*DIRECTIONS:*
Take the line that has "Can you help" in it and every line after it to the end of the entries, and reproduce them exactly.

[Collected data entries]
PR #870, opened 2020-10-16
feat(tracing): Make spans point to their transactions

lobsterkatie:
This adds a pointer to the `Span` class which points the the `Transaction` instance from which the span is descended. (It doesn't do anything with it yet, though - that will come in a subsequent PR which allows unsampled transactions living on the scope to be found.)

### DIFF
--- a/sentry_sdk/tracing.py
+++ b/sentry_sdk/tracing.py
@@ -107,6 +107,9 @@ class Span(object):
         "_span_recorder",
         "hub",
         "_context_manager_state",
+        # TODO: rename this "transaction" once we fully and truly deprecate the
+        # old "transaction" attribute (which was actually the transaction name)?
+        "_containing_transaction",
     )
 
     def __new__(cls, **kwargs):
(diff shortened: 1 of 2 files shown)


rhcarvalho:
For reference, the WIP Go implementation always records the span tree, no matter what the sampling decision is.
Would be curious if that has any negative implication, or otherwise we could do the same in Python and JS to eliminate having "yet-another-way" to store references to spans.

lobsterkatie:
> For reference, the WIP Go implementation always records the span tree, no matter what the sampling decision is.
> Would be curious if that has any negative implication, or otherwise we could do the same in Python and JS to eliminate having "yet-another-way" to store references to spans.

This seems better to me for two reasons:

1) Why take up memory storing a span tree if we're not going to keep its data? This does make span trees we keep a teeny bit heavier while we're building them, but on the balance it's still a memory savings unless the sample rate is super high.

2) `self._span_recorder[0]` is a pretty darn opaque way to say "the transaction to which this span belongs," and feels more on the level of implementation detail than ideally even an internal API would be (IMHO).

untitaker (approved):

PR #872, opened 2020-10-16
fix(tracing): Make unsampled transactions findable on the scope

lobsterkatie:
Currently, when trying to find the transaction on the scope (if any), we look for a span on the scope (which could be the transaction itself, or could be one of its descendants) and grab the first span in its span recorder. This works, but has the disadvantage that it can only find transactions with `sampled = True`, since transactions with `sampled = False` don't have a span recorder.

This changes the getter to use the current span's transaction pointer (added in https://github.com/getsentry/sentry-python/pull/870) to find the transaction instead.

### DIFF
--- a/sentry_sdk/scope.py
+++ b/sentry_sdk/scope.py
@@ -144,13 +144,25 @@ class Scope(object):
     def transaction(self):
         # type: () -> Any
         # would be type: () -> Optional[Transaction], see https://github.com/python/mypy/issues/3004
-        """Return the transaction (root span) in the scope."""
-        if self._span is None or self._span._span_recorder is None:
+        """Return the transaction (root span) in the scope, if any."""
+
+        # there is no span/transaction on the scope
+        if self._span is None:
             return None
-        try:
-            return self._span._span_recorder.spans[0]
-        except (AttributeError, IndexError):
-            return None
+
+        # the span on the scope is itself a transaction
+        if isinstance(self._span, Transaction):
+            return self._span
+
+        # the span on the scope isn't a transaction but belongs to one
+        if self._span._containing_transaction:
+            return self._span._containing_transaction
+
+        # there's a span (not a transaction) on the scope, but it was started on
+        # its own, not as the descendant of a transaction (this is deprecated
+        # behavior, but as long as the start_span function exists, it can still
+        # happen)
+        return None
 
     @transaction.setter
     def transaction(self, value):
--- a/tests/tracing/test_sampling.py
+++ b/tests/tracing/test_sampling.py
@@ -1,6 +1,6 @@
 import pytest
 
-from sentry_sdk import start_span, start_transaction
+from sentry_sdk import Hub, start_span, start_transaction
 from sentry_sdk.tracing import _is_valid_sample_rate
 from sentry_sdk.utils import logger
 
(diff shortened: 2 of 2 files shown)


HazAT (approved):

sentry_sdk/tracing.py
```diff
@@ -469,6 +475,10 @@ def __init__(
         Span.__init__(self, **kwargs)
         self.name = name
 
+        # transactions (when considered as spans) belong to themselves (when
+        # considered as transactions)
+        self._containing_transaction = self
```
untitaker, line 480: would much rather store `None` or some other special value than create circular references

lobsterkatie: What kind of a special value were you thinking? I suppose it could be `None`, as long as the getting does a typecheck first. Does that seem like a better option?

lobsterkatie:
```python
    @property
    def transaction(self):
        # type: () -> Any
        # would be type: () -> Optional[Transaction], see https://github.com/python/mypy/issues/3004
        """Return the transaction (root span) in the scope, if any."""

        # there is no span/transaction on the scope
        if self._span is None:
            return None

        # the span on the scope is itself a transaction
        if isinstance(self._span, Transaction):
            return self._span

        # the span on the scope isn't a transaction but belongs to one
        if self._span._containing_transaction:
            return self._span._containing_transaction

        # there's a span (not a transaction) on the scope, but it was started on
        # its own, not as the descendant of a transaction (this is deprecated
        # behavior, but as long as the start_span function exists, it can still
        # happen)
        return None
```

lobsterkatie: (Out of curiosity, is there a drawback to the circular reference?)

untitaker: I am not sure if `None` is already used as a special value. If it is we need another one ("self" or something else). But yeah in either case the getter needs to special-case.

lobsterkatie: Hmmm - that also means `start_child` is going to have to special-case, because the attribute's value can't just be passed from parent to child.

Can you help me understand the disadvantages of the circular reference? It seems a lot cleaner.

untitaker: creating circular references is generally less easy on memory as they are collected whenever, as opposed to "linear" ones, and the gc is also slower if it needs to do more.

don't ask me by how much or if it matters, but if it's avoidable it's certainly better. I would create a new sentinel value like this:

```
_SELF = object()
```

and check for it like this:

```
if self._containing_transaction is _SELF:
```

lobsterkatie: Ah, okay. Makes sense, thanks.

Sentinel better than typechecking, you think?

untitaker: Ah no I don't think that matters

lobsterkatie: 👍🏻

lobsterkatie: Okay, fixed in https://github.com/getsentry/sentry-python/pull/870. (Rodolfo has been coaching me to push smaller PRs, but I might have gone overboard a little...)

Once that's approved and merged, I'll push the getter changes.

*RESPONSE:*
Can you help me understand the disadvantages of the circular reference? It seems a lot cleaner.

untitaker: creating circular references is generally less easy on memory as they are collected whenever, as opposed to "linear" ones, and the gc is also slower if it needs to do more.

don't ask me by how much or if it matters, but if it's avoidable it's certainly better. I would create a new sentinel value like this:

```
_SELF = object()
```

and check for it like this:

```
if self._containing_transaction is _SELF:
```

lobsterkatie: Ah, okay. Makes sense, thanks.

Sentinel better than typechecking, you think?

untitaker: Ah no I don't think that matters

lobsterkatie: 👍🏻

lobsterkatie: Okay, fixed in https://github.com/getsentry/sentry-python/pull/870. (Rodolfo has been coaching me to push smaller PRs, but I might have gone overboard a little...)

Once that's approved and merged, I'll push the getter changes.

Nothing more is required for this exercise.